The core tactics—on-page and off-page signals—are still in the same universe and haven’t disappeared. But the systems we’re optimizing for have changed, and that changes how everything works in practice.

Today’s answer engines:

  • Retrieve information using different signals and pipelines,
  • Combine and prioritize sources using distinct weighting models,
  • Evaluate and apply recency in different ways,
  • Assess trust, authority, and credibility through varying frameworks,
  • Expand and decompose queries differently before retrieval,
  • And feed user behaviour back into their RAG systems in different ways.

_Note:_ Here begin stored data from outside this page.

PR #2329, opened 2023-02-06
metadata `Reader::attribute_args` enhancements

ChrisDenton:
I've been playing with reading attribute metadata and wanted to help fix a couple of issues I encountered:

* `ComVisibleAttribute` has a bool argument, so it's useful to be able to read it. I also added a panic if the blob bool value is not either 0 or 1 (as per the spec). Admittedly this may be overkill but I figured it'd help detect if something has gone wrong somewhere.
* `UnmanagedFunctionPointerAttribute` requires `System.Runtime.InteropServices.CallingConvention` and `AttributeUsageAttribute` requires `System.AttributeTargets`. Neither of which are part of the default metadata files. I've added the type name to the panic message to make this easier to diagnose but I guess this is a win32metadata issue?

### DIFF
--- a/crates/libs/metadata/src/reader/blob.rs
+++ b/crates/libs/metadata/src/reader/blob.rs
@@ -70,6 +70,14 @@ impl<'a> Blob<'a> {
             String::from_utf16_lossy(slice)
         }
     }
+    pub fn read_bool(&mut self) -> bool {
+        // A bool is specified as "a single byte with value 0 (false) or 1 (true)".
+        match self.read_u8() {
+            0 => false,
+            1 => true,
+            _ => panic!("Illegal bool value"),
+        }
+    }
     pub fn read_i8(&mut self) -> i8 {
         let value = i8::from_le_bytes(self[..1].try_into().unwrap());
         self.offset(1);
--- a/crates/libs/metadata/src/reader/mod.rs
+++ b/crates/libs/metadata/src/reader/mod.rs
@@ -1591,7 +1591,11 @@ impl<'a> Reader<'a> {
             }
         }
 
-        Type::TypeDef((self.get(full_name).next().expect("Type not found"), Vec::new()))
+        if let Some(ty) = self.get(full_name).next() {
+            Type::TypeDef((ty, Vec::new()))
+        } else {
+            panic!("Type not found: {}", full_name);
+        }
     }
     fn type_from_blob(&self, blob: &mut Blob, enclosing: Option<TypeDef>, generics: &[Type]) -> Option<Type> {
         let is_winrt_const_ref = blob.read_modifiers().iter().any(|def| self.type_def_or_ref(*def) == TypeName::IsConst);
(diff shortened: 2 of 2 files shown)


crates/libs/metadata/src/reader/blob.rs
```diff
@@ -70,6 +70,14 @@ impl<'a> Blob<'a> {
             String::from_utf16_lossy(slice)
         }
     }
+    pub fn read_bool(&mut self) -> bool {
+        // A bool is specified as "a single byte with value 0 (false) or 1 (true)".
```
riverar, line 74: ECMA-335, II.7.4 Native data types ([PDF](https://www.ecma-international.org/wp-content/uploads/ECMA-335_6th_edition_june_2012.pdf) page 125), states:
> Boolean. 4-byte integer value where any non-zero value represents TRUE, and 0 represents 
FALSE.

riverar:
> * `UnmanagedFunctionPointerAttribute` requires `System.Runtime.InteropServices.CallingConvention` and `AttributeUsageAttribute` requires `System.AttributeTargets`. Neither of which are part of the default metadata files. I've added the type name to the panic message to make this easier to diagnose but I guess this is a win32metadata issue?

Don't believe metadata is using these attributes. Are you by any chance using ILSpy? (It automatically/annoyingly loads in unrelated .NET reference assemblies.)

crates/libs/metadata/src/reader/blob.rs
ChrisDenton: Sorry, I should have been clear, this is a custom attribute, ECMA-335, II.23.3 (page 268).

> If the parameter kind is simple (first line in the above diagram) ( bool, char, float32, float64, int8, int16, int32, int64, unsigned int8, unsigned int16, unsigned int32 or unsigned int64) then the 'blob' contains its binary value (Val). (A bool is a single byte with value 0 (false) or 1 (true); char is a two-byte Unicode character; and the others have their obvious meaning.) This pattern is also used if the parameter kind is an enum -- simply store the value of the enum's underlying integer type.

ChrisDenton:
No, just the metadata reader. A simplified example:

```rust
let files = metadata::reader::File::with_default(&[]).unwrap();
    let reader = &metadata::reader::Reader::new(&files);
    let tree = reader.tree("Windows", &[]).unwrap();
    let root = tree.flatten();

    let mut attributes_table = std::collections::BTreeMap::new();
    for tree in root {
        if !tree.namespace.starts_with("Windows.Win32.") {
            continue;
        }
        for ty in reader.namespace_types(tree.namespace) {
            for attr in reader.type_def_attributes(ty) {
                let name = reader.attribute_name(attr);
                let args = reader.attribute_args(attr);
                attributes_table.insert(name, args);
            }
        }
    }
```

crates/libs/metadata/src/reader/blob.rs
riverar: Ah, I should've paid closer attention--this is a blob. 👍

riverar:
I think I'm having a moment. Are you saying the reader is pulling in default metadata with references to `UnmanagedFunctionPointerAttribute` or `System.Runtime.InteropServices.CallingConvention`? I'm not seeing that here, so I think I'm missing something.

ChrisDenton:
I mean, they do appear to exist in the generated C# as well. E.g. https://github.com/microsoft/win32metadata/search?q=UnmanagedFunctionPointer

kennykerr (approved):
Looks good - thanks!

Issue #2330, opened 2023-02-06
metadata reader: inspect enum type in attribute arguments


ChrisDenton:
It'd be cool if I could inspect the type of enums in attribute arguments. Currently this type information is discarded and only the raw value is kept:

https://github.com/microsoft/windows-rs/blob/721027379419bc58a9293adc51ea04a55e87e993/crates/libs/metadata/src/reader/mod.rs#L292-L302

My thinking is to create a new `Value::Enum` variant for this. Something like:

```rust
pub enum Value {
    ...
    // I suspect that, in practice, all attribute enums are i32 (or at least fit into it).
    // I could be wrong though.
    Enum(TypeDef, i32),
}
```

I can submit a PR if this is ok.

kennykerr:
I'm busy working on the metadata writer and that might be useful for testing metadata generation more carefully. The precise type should only matter when it comes to reading constant values, so a single variant seems reasonable here.

PR #2331, opened 2023-02-07
Metadata reader: Preserve type when reading enum values in attributes

ChrisDenton:
Also implement parsing enums in named arguments.

I've gone back on forth on whether to use an `i32`, `u64` or an `Integer` type to store the value. I eventually landed on the latter but please stop me if I'm over-engineering this.

Closes: #2330

### DIFF
--- a/crates/libs/metadata/src/reader/mod.rs
+++ b/crates/libs/metadata/src/reader/mod.rs
@@ -127,6 +127,18 @@ pub enum Value {
     F64(f64),
     String(String),
     TypeDef(TypeDef),
+    Enum(TypeDef, Integer),
+}
+
+pub enum Integer {
+    U8(u8),
+    I8(i8),
+    U16(u16),
+    I16(i16),
+    U32(u32),
+    I32(i32),
+    U64(u64),
+    I64(i64),
 }
 
 pub struct Signature {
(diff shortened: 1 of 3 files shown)


crates/libs/metadata/src/reader/mod.rs
```diff
@@ -127,6 +127,18 @@ pub enum Value {
     F64(f64),
     String(String),
     TypeDef(TypeDef),
+    Enum(TypeDef, Integer),
+}
+
+pub enum Integer {
```
kennykerr, line 133: Looks good.

crates/libs/metadata/src/reader/mod.rs
```diff
@@ -312,14 +314,19 @@ impl<'a> Reader<'a> {
...
-            let name = values.read_str().to_string();
+            let mut name = values.read_str().to_string();
             let arg = match arg_type {
                 0x02 => Value::Bool(values.read_bool()),
                 0x06 => Value::I16(values.read_i16()),
                 0x08 => Value::I32(values.read_i32()),
                 0x09 => Value::U32(values.read_u32()),
                 0x0E => Value::String(values.read_str().to_string()),
                 0x50 => Value::TypeDef(self.get(TypeName::parse(values.read_str())).next().expect("Type not found")),
+                0x55 => {
```
kennykerr, line 325: Is this being tested anywhere? Perhaps add a test to `crates/tests/metadata` that reads the `SupportedArchitecture` attributes on `SetWindowLongPtrA`.

ChrisDenton: Oh good point, I'll add that. It is being tested in my own code at least ;)

ChrisDenton: So the only attribute that actually hits this code path is `GCPressure` (which I guess is useful to GCs). I've added a test for it but I don't know how reliable that attribute is.

kennykerr: As soon as I have the metadata generation completed, we can stop digging around for test cases and just write discrete tests from scratch.

kennykerr (approved):
Thanks!

Issue #91, opened 2020-04-28
Support for creating collections


kennykerr:
Many APIs assume the caller will provide a collection of values. This should integrate with `winrt::Param` to allow regular Rust collections and iterators to bind to WinRT input parameters of WinRT collection types.

rookboom:
> Many APIs assume the caller will provide a collection of values. This should integrate with `winrt::Param` to allow regular Rust collections and iterators to bind to WinRT input parameters of WinRT collection types.

Is there any workaround for this? I am trying to create a `windows::ai::machine_learning::TensorFloat`. It  has a `create2` constructor function which requires an `Param<IIterable<i64>>` as input .

Ideally I would like to call `TensorFloat::create2([1,2,3])`.
If I could create an `IVector` `v` somehow, I could maybe do something like `TensorFloat::create2(v.get_view().into())` but the `single_threaded_vector` function does not seem to be available in Rust.

kennykerr:
As a workaround, you can create a WinRT component with C++/WinRT that creates and returns the collection and then call that from Rust. You can even just have a component that returns an empty collection that you can then populate using Rust/WinRT.

riverar:
Hey @kennykerr, is this still a current workaround? Just hit this myself, needing a `IVector<IRandomAccessStream>`.

kennykerr:
Yes, this is still blocked on #81 where I need to add support to implement generic interfaces. Right now, the `implement` macro will only let you implement non-generic interfaces. I hope to get to this soon.

alexjgreig:
Hey @kennykerr , I am trying to create a collection that implements IntoParam<'a, IIterable<HSTRING>>. Is the workaround above still the only solution to this problem? Thanks for the development.

GPeye:
Hey @kennykerr , is this still blocked? #81 is now closed. Granted, it did spin off a few other issues. I just need some way to pass an IIterable of HSTRINGs from Rust to wintrt. I'm hoping a year of progress has yielded at least a work around at this point that doesn't involve C++.

tangp3:
[...]

PR #2339, opened 2023-02-20
Simplify namespace extensions in the `windows-bindgen` crate

kennykerr:
This mostly just changes bindgen to use a per-namespace extension model rather than a per-type model. This aligns more with the way extensions are injected in cppwinrt, which has stood the test of time, and simplifies the upcoming extensions for implementing collections (#91) as part of the larger component authoring support. 

This PR also changes the bindgen project to use the default Rust formatting, which added some noise to the PR, but makes the extension code much more readable and manageable.


riverar:
Does this impact external `gen` users at all? Doesn't look like it but thought I'd double check.

kennykerr:
> Does this impact external `gen` users at all? Doesn't look like it but thought I'd double check.

I don't expect so as it only impacts namespace covered by the `windows`/`windows-sys` crates.

Issue #2347, opened 2023-02-23
Bug: CONTEXT structure should be aligned to 16 bytes


TimMisiak:
### Which crate is this about?

windows-sys

### Crate version

0.45.0

### Summary

The following code will fail randomly on x86/x64 because CONTEXT is defined as DECLSPEC_ALIGN(16) in winnt.h, but does not have any alignment annotation in windows-rs.

```
        let hthread = unsafe { OpenThread(THREAD_ALL_ACCESS, FALSE, debug_event.dwThreadId) };

        let mut ctx: CONTEXT = unsafe { std::mem::zeroed() };
        ctx.ContextFlags = CONTEXT_ALL;
        let ret = unsafe { GetThreadContext(hthread, &mut ctx) };
```

Winnt.h:

```
typedef struct DECLSPEC_ALIGN(16) DECLSPEC_NOINITALL _CONTEXT {
```

### Toolchain version/configuration

Default host: x86_64-pc-windows-msvc
rustup home:  C:\Users\timmi\.rustup

stable-x86_64-pc-windows-msvc (default)
rustc 1.67.0 (fc594f156 2023-01-24)

### Crate manifest

```toml
[dependencies.windows-sys]
version = "0.45.0"
features = [
    "Win32_Foundation",
    "Win32_Security",
    "Win32_System_Kernel",
    "Win32_System_Threading",
    "Win32_UI_WindowsAndMessaging",
    "Win32_System_Diagnostics_Debug",
    "Win32_System_Environment",
    "Win32_System_WindowsProgramming",
]
```

### Expected behavior

Alignment should be 16 bytes

### Actual behavior

Structure has no explicit alignment, causing random failures when using it with APIs that expect alignment.

kennykerr:
Hi Tim, this is a known issue: https://github.com/microsoft/win32metadata/issues/1044

I hope to bribe someone to fix this very soon. @riverar donuts are on the way.

kennykerr:
I tried working around the issues in #2352 but that didn't work out. Transferring to the Win32 metadata repo, as I don't think there's anything I can do until the metadata has been fixed.

PR #2352, opened 2023-02-24
Improve handling of packing vs alignment

kennykerr:
The `CONTEXT` issue (#2347) has come up numerous times and is still not addressed in the Win32 metadata where this definition originates (https://github.com/microsoft/win32metadata/issues/1044). Rather than waiting indefinitely for that to get fixed, I'm providing a workaround directly inside `windows-rs`. 

Addressing this issue requires a pair of workarounds:

* Add workaround for https://github.com/microsoft/win32metadata/issues/380 where unnecessary packing metadata is present. This is important because [Rust will not allow](https://doc.rust-lang.org/reference/type-layout.html) you to mix packing and alignment information on a struct. 

* Inject alignment information manually gathered from MSVC to properly set the alignment for the `CONTEXT` struct. 

The latter is obviously not scalable and hopefully the Win32 metadata will eventually be able to capture this information correctly as this no doubt affects other structs. 

Fixes: #2347

### DIFF
--- a/crates/libs/bindgen/src/structs.rs
+++ b/crates/libs/bindgen/src/structs.rs
@@ -25,9 +25,16 @@ fn gen_struct_with_name(gen: &Gen, def: TypeDef, struct_name: &str, cfg: &Cfg) -
     let flags = gen.reader.type_def_flags(def);
     let cfg = cfg.union(&gen.reader.type_def_cfg(def, &[]));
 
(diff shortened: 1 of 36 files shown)


kennykerr:
Hmm that's not quite it. The Win32 metadata is just too difficult to work around in its current state since I have to patch the packing and alignment information for certain structs but only for certain architectures, but the metadata incorrectly packs some of these definitions together (e.g. `MINIDUMP_THREAD_CALLBACK`).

Even subtle technical factors—such as logit calibration and temperature settings—can lead to noticeably different retrieval results. That’s why using the same prompt across different engines often produces measurable differences in meaning and the sources cited.

This is why we consistently observe measurable differences in:

  • The sources retrieved
  • How answers are structured
  • Citation behavior and patterns
  • The semantic framing of responses
  • Ranking and presentation across LLMs, AI-powered search interfaces, and traditional Google results

In this environment, experimentation and intellectual humility are more valuable than rigid frameworks. Treating this as “just SEO” underestimates how fundamentally different these systems already are—and how rapidly they continue to evolve.

Clarity Around GEO, AEO, and SEO

This debate feels unresolved because the industry is arguing over terminology while the underlying systems are still evolving. The clarity many people want won’t come from naming what’s new, which is why none of the labels feel fully accurate yet. The ambiguity isn’t a failure to define GEO or AEO—it’s a reflection of how early and fluid this transition really is.

There is no fixed GEO playbook today. What does exist are observable differences in how systems retrieve information, generate answers, and cite sources. On the output side, natural-language answers are the defining shift. On the input side, this makes it clear what matters most in content: explicit, high-quality answers and strong contextual structure so information can be reliably cited or synthesized by AI systems.

Real clarity in the SEO vs. GEO conversation comes from acknowledging a contradiction: dismissing GEO as imaginary while admitting that “something is different” avoids confronting the fact that those differences are already influencing how content is selected and surfaced. At the same time, treating GEO or AEO as mature, stable disciplines assumes a level of system consistency that simply doesn’t exist yet.

The core reality is that optimization is no longer for a single system or interface. What we call SEO is in transition, expanding across multiple retrieval and answer-generation surfaces rather than a single ranking paradigm.